Dr. Bernd Heinzmann, Senior Physician at the Surgical Clinic of St. Marienstift hospital: “Unlike when we make a large incision, with MIS (minimally invasive surgery), we can only see our actions on a screen”. “Since the start of July 2014”, says Heinzmann, “we have been able to see three-dimensional images of the abdomen thanks to the new tower and the special glasses.” This is vital for precise and safe operations.
It is an invaluable advantage during complicated surgery. Right from the first operation using 3D images in real-time it was clear that the investment paid for itself. There were two senior physicians at the “table”: in addition to the senior physician Dr. med. Bernd Heinzmann, senior urologist Dr. Michael Ludwig was also there. “An inguinal hernia”, the two experts explain. Not really a difficult operation, but numerous previous urology operations have resulted in considerable scarring in the internal part of the abdomen, so even access to the actual operating site poses a real challenge.
While a normal viewer sees two-dimensional images on the screen, special glasses enable spatial perception in 3D. The difference is huge. Instead of a flat image, the third dimension provides depth to the image – just as if all the operating region was open.
But that is certainly not the case. Thanks to the minuscule openings in and around the navel, the operation is more or less free of blood. “With two-dimensional images, we have to compensate for the lack of a third dimension using a lot of experience. It is very arduous and tiring to be always just imagining the third dimension”, according to Heinzmann. The three dimensional depth perspective allows us to work quicker, more easily and, at the same time, more precisely.
3D technology live from the operating theater
Before setting-up the 3D technology at the St. Marienstift hospital, senior physicians and specialists obtained theoretical and practical qualifications. Now they are able to pass on their knowledge to others. And the senior surgeon is convinced that modern techniques can not just optimize operations but can, at the same time, also make it easier for younger colleagues to learn their craft. “This is state of the art technology for a small clinic like ours. And we are one of only a few hospitals that provide this new technology for patients.”
Daniela Kühne had already been operated on 20 times since a Caesarean section 22 years ago. Time and again she suffered painful adhesions in her abdomen. Only a few weeks ago she was taken to hospital in Magdeburg in an ambulance. “A big bump had appeared externally.
I had never known pain like it before. And even the emergency physician feared the worst”, recounts the 42-year-old only a few hours after the operation at the Marienstift hospital. “I wanted to be operated on here immediately.”

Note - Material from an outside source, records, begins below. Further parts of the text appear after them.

PR #503, opened 2024-10-11
Tweak parameter recovery testing

seabbs:
This PR attempts to hotfix the parameter recovery unit tests by: 

1. Reducing the number of chains from 4 -> 2
2. Moving from a union data type to just missing

It also turns off progress in the sampling to make testing less noisy.

### DIFF
--- a/EpiAware/test/EpiObsModels/modifiers/LatentDelay.jl
+++ b/EpiAware/test/EpiObsModels/modifiers/LatentDelay.jl
@@ -222,10 +222,10 @@ end
 
         #Inference method
         inference_method = EpiMethod(
-            pre_sampler_steps = [ManyPathfinder(nruns = 4, maxiters = 100)],
+            pre_sampler_steps = [ManyPathfinder(nruns = 4, maxiters = 50)],
             sampler = NUTSampler(adtype = ad,
                 ndraws = 1000,
-                nchains = 4,
+                nchains = 2,
                 mcmc_parallel = MCMCThreads())
         )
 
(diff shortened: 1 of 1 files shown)


seabbs:
Any thoughts on this failing? It would be nice to get this in to speed up CI

SamuelBrand1:
I'm looking at this.

SamuelBrand1:
Alternative is to use a longer average and/or less relatively variable delay process: this decouples the obs noise from the process noise better.

seabbs:
Good investigation. Agree that this makes sense. We don't need these tests to be incredibly hard and right now we just want them to be stable and pass!

SamuelBrand1 (dismissed):
I think this is a good change. Lets see the CI.

EpiAware/test/EpiLatentModels/models/RandomWalk.jl
```diff
@@ -44,23 +44,23 @@ end
...
         return Z_t, y_t
     end
 
-    generative_mdl = test_negbin_errors(rw_process, obs_nb, fill(missing, 40))
+    generative_mdl = test_poisson_errors(process, obs, fill(missing, 40))
     θ_true = rand(generative_mdl)
     Z_t_obs, y_t_obs = condition(generative_mdl, θ_true)()
 
-    mdl = test_negbin_errors(rw_process, obs_nb, Int.(y_t_obs))
+    mdl = test_poisson_errors(rw_process, obs, Int.(y_t_obs))
```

“Of course, I was pleased about it, but on the other hand I knew that the repeat operation would be very complicated due to the scarring from the numerous previous operations.”

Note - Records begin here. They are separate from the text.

Issue #492, opened 2024-10-10
Change SafePoisson and SafeNegativeBinomial to return value from `rand` calls


SamuelBrand1:
In light of discussion here https://github.com/JuliaStats/Distributions.jl/pull/1905#issuecomment-2389426188

We can expect the behaviour of `rand(d::Distributions)` to change in a way that will ameliorate edge-case numerical instability, e.g. `InexactError`s. The _origin_ of these issues as I understand it is the behaviour of `Distributions.eltype`, which can't always precisely predict the output type of a `rand` call from the type of the `Distribution`. This tracks the point made by @devmotion on the PR.

The simplest fix I can think of before (possible) implementation of linked PR is to either 
- make `Safe...` Continuous and treat integers as `x.0` 
- make `Safe...` `Real` valued.

seabbs:
Status of this?

PR #505, opened 2024-10-15
Safe distributions as float x.0 distributions

SamuelBrand1:
This is another test PR which aims at testing #492 by treating Safe integer dists as returning x.0 floats.


seabbs:
I think this was a test/dead so closing

PR #506, opened 2024-10-15
Add ascertainment model to chatzilena

SamuelBrand1:
This PR contributes to #471 by adding the `Ascertainment` functionality @seabbs added with #495 to the Chatzilena replication note, along with explanation.

I think that this improves the readability of the code, and anchors the code base in the description of the model as having a time-varying ascertainment factor.


seabbs (approved):
Nice. We can also use `TransformObservationModel` to get rid of line 523 I think

PR #512, opened 2024-10-18
Fix benchmark ci

SamuelBrand1:
This PR hotfixes `BenchmarkCI.jl` incompat by creating a local version with appropriate compatibility.

This should only be seen as temporary until https://github.com/tkf/BenchmarkCI.jl/pull/181 is resolved


SamuelBrand1:
Making `BenchmarkCI` a local resources seems to make it hard to run `PkgBenchmark`. Not really sure whats causing the problem with reading the generated `Manifest`

seabbs (approved):

seabbs:
This looks like its still having some problems?

seabbs:
@SamuelBrand1 problems here?

SamuelBrand1:
Yes, I'm really not understanding the error here. Because `PkgBenchmark` _is_ registered.

seabbs:
I think we want to rebase this off main vs trying to stack it in the ode process pr

SamuelBrand1:
> I think we want to rebase this off main vs trying to stack it in the ode process pr

Shall I close this, and we can revisit?

PR #515, opened 2024-10-24
Hotfix: remove prefix_submodel doctest

SamuelBrand1:
It turns out the precise struct description (i.e. non-pretty print `show` of the struct) has changed.

Since this is quite complicated and brittle, the hotfix is to just swap this to being a standard `julia` block in the docstring. Note that this docstring only really covered that call the prefix function didn't error which is also covered in our unit tests.

### DIFF
--- a/EpiAware/src/EpiAwareUtils/prefix_submodel.jl
+++ b/EpiAware/src/EpiAwareUtils/prefix_submodel.jl
@@ -13,13 +13,9 @@ Generate a submodel with an optional prefix. A lightweight wrapper around the `@
 
 # Examples
 
-```jldoctest
+```julia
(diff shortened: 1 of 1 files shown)


EpiAware/src/EpiAwareUtils/prefix_submodel.jl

“The combination of the best possible technology, in this case with 3D technology, and experienced surgeons is necessary for an optimal operation outcome,” according to Heinzmann, the senior physician. “Everything turned out well.” Ms Kühne, from Glindeberg, was able to leave the hospital only two days after her operation. “I was back at work after 14 days at most,” she says confidently.

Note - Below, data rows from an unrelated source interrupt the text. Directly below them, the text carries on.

Issue #511, opened 2024-10-18
BenchmarkCI is incompatible with DiffEqBase


SamuelBrand1:
I've noted that the `compat` requirements for `BenchmarkCI` are now misaligned with `DiffEqBase` with regards to (at least) using `SetField`.

I've got a PR towards `BenchmarkCI` that could fix this here https://github.com/tkf/BenchmarkCI.jl/pull/181 , but at the moment this blocks benchmarks running for #510

SamuelBrand1:
Flagging this for @seabbs after f2f conversation.

SamuelBrand1:
Closed by #524

PR #520, opened 2024-11-11
Patch: Switch to fork of benchmarkCI

SamuelBrand1:
The goal of this is to switch `main` to using the fork of benchmarkCI and contribute to closing #511 .

### DIFF
--- a/.github/workflows/benchmark.yaml
+++ b/.github/workflows/benchmark.yaml
@@ -22,8 +22,6 @@ jobs:
         run: |
           julia --project=benchmark -e 'using Pkg;
           Pkg.rm("EpiAware");
-          Pkg.rm("BenchmarkCI");
-          Pkg.add(url="https://github.com/SamuelBrand1/BenchmarkCI.jl");
           Pkg.resolve();
           Pkg.instantiate();
           Pkg.develop(path = "./EpiAware")'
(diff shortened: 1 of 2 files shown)


.github/workflows/benchmark.yaml
```diff
@@ -22,6 +22,8 @@ jobs:
         run: |
           julia --project=benchmark -e 'using Pkg;
           Pkg.rm("EpiAware");
+          Pkg.rm("BenchmarkCI");
+          Pkg.add(url="https://github.com/SamuelBrand1/BenchmarkCI.jl");
```
seabbs, line 26: Why not update the project toml?

SamuelBrand1: I'm following the pattern in the BenchmarkCI README.

https://github.com/tkf/BenchmarkCI.jl

seabbs:
As in add a source here: https://github.com/CDCgov/Rt-without-renewal/blob/main/benchmark/Project.toml

So that this uses the correct package both in CI and when called locally

.github/workflows/benchmark.yaml
seabbs: that doesn't have a rm?

seabbs: and we didnn't follwo trhat patter up to now as we hade the project toml?

SamuelBrand1: Its now failing in ways I really don't expect. Putting in the `[sources]` section means that CI failing on `resolve` with an error that suggests that it can't register PkgBenchmark, which is really strange

seabbs (approved):
Wow a surprising pain! Nice fix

Senior Physician Heinzmann, who has taught advanced training courses throughout Germany for medical colleagues for many years, wants to expand the content of his courses to include a practical instruction on 3D technology. “Using video conferencing, we can broadcast these operations from the Marienstift “up close” to almost any location and therefore broaden the training of our medical colleagues using live operations.” This will make comprehension much easier.